(Collected data entries)
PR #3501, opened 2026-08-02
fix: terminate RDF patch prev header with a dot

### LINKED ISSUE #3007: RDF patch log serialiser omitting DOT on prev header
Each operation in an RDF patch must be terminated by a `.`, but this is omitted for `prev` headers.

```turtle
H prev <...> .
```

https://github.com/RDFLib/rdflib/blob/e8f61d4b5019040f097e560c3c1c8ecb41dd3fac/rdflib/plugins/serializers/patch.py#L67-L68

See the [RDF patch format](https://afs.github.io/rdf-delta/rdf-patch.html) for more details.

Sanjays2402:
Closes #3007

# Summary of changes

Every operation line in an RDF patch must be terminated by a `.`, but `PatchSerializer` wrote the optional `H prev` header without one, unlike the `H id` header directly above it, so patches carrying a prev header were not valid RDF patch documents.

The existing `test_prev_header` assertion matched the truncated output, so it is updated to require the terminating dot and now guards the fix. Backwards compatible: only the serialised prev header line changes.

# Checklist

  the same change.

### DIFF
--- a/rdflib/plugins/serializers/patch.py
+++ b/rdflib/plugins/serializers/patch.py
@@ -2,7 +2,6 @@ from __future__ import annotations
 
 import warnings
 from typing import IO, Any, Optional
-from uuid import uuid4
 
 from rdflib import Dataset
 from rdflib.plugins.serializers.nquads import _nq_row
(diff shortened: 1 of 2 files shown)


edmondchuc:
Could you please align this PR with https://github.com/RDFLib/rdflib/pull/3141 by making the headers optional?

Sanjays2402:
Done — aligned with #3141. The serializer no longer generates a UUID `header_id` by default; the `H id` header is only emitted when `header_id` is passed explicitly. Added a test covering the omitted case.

* * *

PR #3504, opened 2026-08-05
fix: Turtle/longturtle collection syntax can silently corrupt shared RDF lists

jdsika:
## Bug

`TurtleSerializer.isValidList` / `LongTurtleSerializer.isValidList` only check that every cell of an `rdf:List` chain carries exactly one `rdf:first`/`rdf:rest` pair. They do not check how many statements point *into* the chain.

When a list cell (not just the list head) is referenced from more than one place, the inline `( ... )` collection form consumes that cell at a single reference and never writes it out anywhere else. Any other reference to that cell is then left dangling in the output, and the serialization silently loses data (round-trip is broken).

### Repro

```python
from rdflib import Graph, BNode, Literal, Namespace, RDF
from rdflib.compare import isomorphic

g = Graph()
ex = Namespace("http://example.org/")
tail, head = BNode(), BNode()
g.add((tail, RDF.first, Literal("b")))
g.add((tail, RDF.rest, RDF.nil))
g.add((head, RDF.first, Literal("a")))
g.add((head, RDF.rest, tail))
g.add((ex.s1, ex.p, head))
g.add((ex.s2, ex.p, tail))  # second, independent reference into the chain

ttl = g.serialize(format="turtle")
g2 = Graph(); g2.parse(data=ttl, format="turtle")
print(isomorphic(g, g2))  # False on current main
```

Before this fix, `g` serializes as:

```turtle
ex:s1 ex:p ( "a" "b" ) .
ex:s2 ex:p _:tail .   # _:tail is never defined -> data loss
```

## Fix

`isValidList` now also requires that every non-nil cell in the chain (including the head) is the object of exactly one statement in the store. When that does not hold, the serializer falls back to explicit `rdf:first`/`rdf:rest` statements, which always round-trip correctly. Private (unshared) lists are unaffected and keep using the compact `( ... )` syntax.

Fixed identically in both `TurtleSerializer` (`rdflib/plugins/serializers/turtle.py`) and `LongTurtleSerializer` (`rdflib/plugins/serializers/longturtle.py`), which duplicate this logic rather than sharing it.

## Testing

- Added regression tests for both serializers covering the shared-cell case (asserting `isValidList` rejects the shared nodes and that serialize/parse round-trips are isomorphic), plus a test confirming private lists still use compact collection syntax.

==

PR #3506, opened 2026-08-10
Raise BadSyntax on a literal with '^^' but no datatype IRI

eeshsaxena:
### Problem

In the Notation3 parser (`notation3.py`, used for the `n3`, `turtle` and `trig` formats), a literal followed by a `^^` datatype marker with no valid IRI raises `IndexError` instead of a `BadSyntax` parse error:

* **Work instruction**
Your answer should consist of each line of the data above in which the word "first" occurs.

* **Completed task**
`TurtleSerializer.isValidList` / `LongTurtleSerializer.isValidList` only check that every cell of an `rdf:List` chain carries exactly one `rdf:first`/`rdf:rest` pair. They do not check how many statements point *into* the chain.
g.add((tail, RDF.first, Literal("b")))
g.add((head, RDF.first, Literal("a")))
`isValidList` now also requires that every non-nil cell in the chain (including the head) is the object of exactly one statement in the store. When that does not hold, the serializer falls back to explicit `rdf:first`/`rdf:rest` statements, which always round-trip correctly. Private (unshared) lists are unaffected and keep using the compact `( ... )` syntax.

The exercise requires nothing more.